■ REQUIRED ACTION:
Could you print every line from the first one of the records below through the line containing "team generation options", with both included and nothing else?

■ MATERIAL TO PROCESS:

PR #158, opened 2023-10-17
Update boilerplate to make API runs

ketphan02:
### TLDR
Algorithm API is working now!
#### Major changes
- Updated `generate_teams_data_loader` to load students, algorithm options, algorithm type, team generation options
- Updated `generate_teams` to load use `GenerateTeamsInputData` to run the algorithm
- Add validations for requested json
- Added a `parse_json` method in the abstract class `AlgorithmOptions` to specify how to parse the algorithm options correctly. This resolve parsing and typing issues.
#### Minor changes
- Put the `manage.py` in the root directory, so it won't have issues with imports. Changed the config files accordingly.
- `Team` object needs a way to parse the data into dict, so added `todict` inside of `Team` (needs to remove later with the serializer)

### Sample request
```
{
    "students": [
        {
            "id": "1",
            "attributes": {
                "0": [1],
                "1": [3],
                "2": [0],
                "3": [1],
                "4": [0],
                "5": [3]
            },
            "relationships": {
                "2": "friend",
                "3": "enemy"
            },
            "project_preferences": [3, 4, 1]
        },
        {
            "id": "2",
            "attributes": {
                "0": [0],
                "1": [2],
                "2": [1],
                "3": [1],
                "4": [1],
                "5": [2]
            },
            "relationships": {
                "1": "friend"
            },
            "project_preferences": [1, 5, 2]
        },
        {
            "id": "3",
            "attributes": {
                "0": [2],
                "1": [1],
                "2": [2],
                "3": [1],
                "4": [0],
                "5": [3]
            },
            "relationships": {
                "1": "enemy",
                "2": "friend"
            },
            "project_preferences": [1, 2]
        }
    ],
    "algorithm_options": {
        "algorithm_type": "social",
        "max_project_preferences": 3
    },
    "team_generation_options": {
        "max_team_size": 3,
        "min_team_size": 2,
        "total_teams": 2,
        "initial_teams": []
    }
}
```
Output:
```
{
    "teams": {
        "num_teams": 2,
        "teams": [
            {
                "id": -1,
                "name": "Team 1",
                "student_ids": [
                    "1",
                    "2"
                ]
            },
            {
                "id": -1,
                "name": "Team 2",
                "student_ids": [
                    "3"
                ]
            }
        ]
    },
    "metadata": {
        "version": "v0.1.0",
        "timestamp": 1697528545.0011132
    },
    "error": null
}
```

### Further issue
- Teams does not have id (seeing team id in output is -1). In `algorithms/api/ai/new/interfaces/algorithm.py`, we have `# todo: unique id must be ensured now`
- Currently only support `Random`, `Social`, and `Weight` since `Priority` has not adapted to the new api structure


api/ai/new/social_algorithm/social_graph.py
```diff
@@ -56,5 +57,7 @@ def create_social_graph(students: List[Student]):
             social_graph[(student.id, other.id)] = Relationship.DEFAULT.value
             if other.id in student.relationships:
                 # update to real relationship value if one exists
-                social_graph[(student.id, other.id)] = student.relationships[other.id]
+                social_graph[(student.id, other.id)] = get_relationship_value(
```
Opeyem1a, line 60: I don't understand the need for introducing `get_relationship_value` in the actual algorithm code? 

I realize the error I made here (I think), but wouldn't it always be `social_graph[(student.id, other.id)] = student.relationships[other.id].value`
Can we not rely on Student.relationships to be Dict[str, Relationship]?

api/api/serializers/team_set.py
```diff
@@ -9,8 +9,11 @@ class TeamSetSerializer:
...
     def __init__(self, team_set: TeamSet):
-        pass
+        self.team_set = team_set
 
     @property
     def data(self) -> Dict[str, Any]:
-        pass
+        return {
+            "num_teams": self.team_set.num_teams,
+            "teams": [team.todict() for team in self.team_set.teams],
```
Opeyem1a, line 18: instead of team.todict(), there would just be a TeamSerializer, this is what Seth and Justin are working on

manage.py
Opeyem1a, line 1: why did we move this? I'm not sure I know what you mean by import issues

api/api/utils/generate_teams_data_loader.py
```diff
@@ -1,40 +1,76 @@
...
+        algorithm_option_class = get_algorithm_option_class(algorithm_type)
+        return algorithm_option_class.parse_json(algorithm_options)
+
+    def _validate_team_generation_options(
+        self, team_generation_options: Optional[Dict[str, Any]]
+    ):
+        if team_generation_options is None:
+            raise ValueError("team_generation_options is required")
+        Schema(int).validate(team_generation_options.get("total_teams"))
+        Schema(list).validate(team_generation_options.get("initial_teams"))
```
Opeyem1a, line 63: leave a todo or ticket because this validation is not as simple as just being a list

api/api/utils/generate_teams_data_loader.py
```diff
@@ -1,40 +1,76 @@
...
+        ]
 
     def _get_algorithm_options(self) -> AlgorithmOptions:
-        pass
+        algorithm_options = self.data.get("algorithm_options")
+        algorithm_type = AlgorithmType(algorithm_options.pop("algorithm_type"))
+        algorithm_option_class = get_algorithm_option_class(algorithm_type)
+        return algorithm_option_class.parse_json(algorithm_options)
+
+    def _validate_team_generation_options(
```
Opeyem1a, line 57: Is this function supposed to be here? I thought the validations were going to be in `validators/generate_teams_validator.py`?

Opeyem1a: The loader should have received validated data

api/api/utils/algorithm_option.py
```diff
@@ -0,0 +1,27 @@
...
+    RandomAlgorithmOptions,
+    WeightAlgorithmOptions,
+    SocialAlgorithmOptions,
+    PriorityAlgorithmOptions,
+    MultipleRoundRobinAlgorithmOptions,
+)
+from api.models.enums import AlgorithmType
+
+
+def get_algorithm_option_class(algorithm_type: AlgorithmType):
```
Opeyem1a, line 11: I feel like this method should be static on the AlgorithmRunner

api/api/utils/generate_teams_data_loader.py
```diff
@@ -1,40 +1,76 @@
...
+        Schema(int).validate(team_generation_options.get("min_team_size"))
 
     def _get_team_generation_options(self) -> TeamGenerationOptions:
-        pass
+        team_generation_options = self.data.get("team_generation_options")
+        self._validate_team_generation_options(team_generation_options)
+
+        return TeamGenerationOptions(
+            total_teams=team_generation_options.get("total_teams"),
+            initial_teams=team_generation_options.get("initial_teams"),
```
Opeyem1a, line 73: we'll also need to turn each thing in the initial_teams into objects here

api/api/utils/generate_teams_data_loader.py
```diff
@@ -1,40 +1,76 @@
...
-        pass
-
-    def _get_projects(self) -> List[Project]:
-        pass
+        students = self.data.get("students")
+        return [
+            Student(
+                _id=student.get("id"),
+                name=student.get("name"),
+                relationships=student.get("relationships"),
```
Opeyem1a, line 44: like why not just convert this dict to be `Dict[str, Relationship]` now and then we know the relationship values are always of the enum type going forward?

Opeyem1a: The loader's job is to make sure the data is consistent with the rest of the module

api/api/views/generate_teams.py
```diff
@@ -37,9 +36,8 @@ def generate_teams(self, request):
         input_data = GenerateTeamsDataLoader(request_data).load()
```
Opeyem1a, line 36: The line above (`GenerateTeamsValidator(request_data).validate()`) has gotta get done - can be in a separate PR though, let's take things chunk by chunk

api/api/utils/generate_teams_data_loader.py
```diff
@@ -1,40 +1,76 @@
...
+    algorithm_options: AlgorithmOptions
     team_generation_options: TeamGenerationOptions
-    projects: List[Project] = field(default_factory=list)
 
 
 class GenerateTeamsDataLoader:
     def __init__(self, validated_data: Dict[str, Any]):
         self.data = validated_data
 
     def load(self) -> GenerateTeamsInputData:
```
Opeyem1a, line 25: In general, if the loader is loading a non-primitive, it needs to convert that nested dict, list, or value into the correct enum or object type

Opeyem1a (changes requested):

api/api/serializers/team_set.py
ketphan02: I'll put down a TODO to update later

api/api/views/generate_teams.py
ketphan02: Oops

api/ai/algorithm_runner.py
```diff
@@ -54,3 +67,41 @@ def get_algorithm_from_type(algorithm_type: AlgorithmType):
...
+            return SocialAlgorithmOptions
+        if algorithm_type == AlgorithmType.PRIORITY:
+            return PriorityAlgorithmOptions
+        if algorithm_type == AlgorithmType.PRIORITY_NEW:
+            return PriorityAlgorithmOptions
+        if algorithm_type == AlgorithmType.MRR:
+            return MultipleRoundRobinAlgorithmOptions
+
+        raise NotImplementedError(
+            f"Algorithm type {algorithm_type} is not associated with an algorithm class!"
```
Opeyem1a, line 87: these error messages could be specific to the function

api/api/utils/generate_teams_data_loader.py
```diff
@@ -1,40 +1,84 @@
...
+        return algorithm_option_class.parse_json(algorithm_options)
 
     def _get_team_generation_options(self) -> TeamGenerationOptions:
-        pass
+        team_generation_options = self.data.get("team_generation_options")
+
+        return TeamGenerationOptions(
+            total_teams=team_generation_options.get("total_teams"),
+            initial_teams=[
+                TeamShell(team) for team in team_generation_options.get("initial_teams")
```
Opeyem1a, line 72: I'm not sure if `TeamShell(x)` does what you think? You might need `TeamShell(**team)` or something?

api/api/validators/generate_teams_validator.py
```diff
@@ -7,23 +14,59 @@ def validate(self):
...
         self.validate_algorithm_options()
-        self.validate_projects()
+        self.validate_algorithm_configs()
         self.validate_students()
 
     def _validate_schema(self):
-        pass
+        Schema(dict).validate(self.data)
+        Schema(list).validate(self.data.get("students"))
+        Schema(dict).validate(self.data.get("algorithm_options"))
```
Opeyem1a, line 23: this PR is doing a lot of things and I feel like some are falling through the cracks -> this structure is more complex than just being a dictionary

And others too -> students is not just a list of anything and so on and so on, if you're choosing to do all the vlaidation in this PR, it needs to be done properly

api/api/validators/generate_teams_validator.py
```diff
@@ -7,23 +14,59 @@ def validate(self):
...
+        algorithm_config = self.data.get("algorithm_config")
+        algorithm_config_cls = AlgorithmRunner.get_algorithm_config_class(
+            algorithm_type
+        )
 
-    def validate_projects(self):
-        pass
+        algorithm_config_cls(**algorithm_config).validate()
 
     def validate_students(self):
```
Opeyem1a, line 56: Not really the kind of validation we need in this method.

Creating the `Student` objects is the job of the loader, the validator just needs to make sure the data is all good to go.

For example, something important to validate is that every student dict has a unique id, or that the ids in their `project_preference` list actually correlate to real projects that were passed in

api/api/validators/generate_teams_validator.py
```diff
@@ -7,23 +14,59 @@ def validate(self):
...
 
     def validate_algorithm_options(self):
-        pass
+        algorithm_option = dict.copy(self.data.get("algorithm_options"))
+        algorithm_type = AlgorithmType(algorithm_option.pop("algorithm_type"))
+        algorithm_option_cls = AlgorithmRunner.get_algorithm_option_class(
+            algorithm_type
+        )
+
+        algorithm_option_cls(**algorithm_option).validate()
```
Opeyem1a, line 43: we shouldn't really be introducing data class inits at this level imo, this class is just a screen of the raw data to make sure it is able to be converted into the dataclasses properly by the loader. 

When the loader creates these objects it will run the validate() on the dataclass automatically so replicating that logic here doesn't grant us anything

Opeyem1a: this applies to the other methods you have here

api/api/validators/generate_teams_validator.py
Opeyem1a: We can chat about this if this feels confusing, I don't think I properly communicated the semantic difference between classes accurately

api/models/student.py
```diff
@@ -36,3 +38,14 @@ def meets_requirement(self, requirement: ProjectRequirement) -> bool:
             else:  # default case is RequirementOperator.EXACTLY
                 is_met |= value == requirement.value
         return is_met
+
+    def validate(self):
```
Opeyem1a, line 42: Like this is something that the validator class would do, I wouldn't put it here imo

Opeyem1a (changes requested):
I feel like we probably should still chat to really sort out the layers of validation and loading

Opeyem1a (approved):

PR #159, opened 2023-10-20
Implemented JSON Serializer for Students

Hedgemon4:
### Description
- implemented a serializer to encode and decode students into JSON
- moved the student model into a new folder containing the model and the serializer


tests/test_api/test_models/test_student/test_student_serializer.py
```diff
@@ -0,0 +1,52 @@
...
+                relationships={1: Relationship.FRIEND},
+                project_preferences=[3, 2],
+            ),
+        ]
+        cls.json_students = [
+            '{"_id": 1, "name": "Harry", "attributes": {"4": [2, 56, 1], "11": [2], "234": [-1, 0]}, "relationships": {"2": -1}, "project_preferences": [6, 1]}',
+            '{"_id": 2, "name": "Jane", "attributes": {"4": [31, 2], "11": [], "234": [1, -1]}, "relationships": {"1": -1}, "project_preferences": [3, 2]}',
+        ]
+
+    def test_student_serializer__encode_returns_string(self):
```
Hedgemon4, line 34: I don't know if we need this method. It does not actually test what encode returns because encode returns a dict. It checks that the returned dict gets turned into a string. Let me know what you think.

Opeyem1a: Yeah I'd say not super needed here tbh

Opeyem1a (approved):
Seems gucci, we might want to start making modules so the imports don't just infinitely become more gross though - separate PR type thing we can talk about a different day

Opeyem1a (approved):
lgtm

■ WRITTEN RESPONSE:
PR #158, opened 2023-10-17
Update boilerplate to make API runs

ketphan02:
### TLDR
Algorithm API is working now!
#### Major changes
- Updated `generate_teams_data_loader` to load students, algorithm options, algorithm type, team generation options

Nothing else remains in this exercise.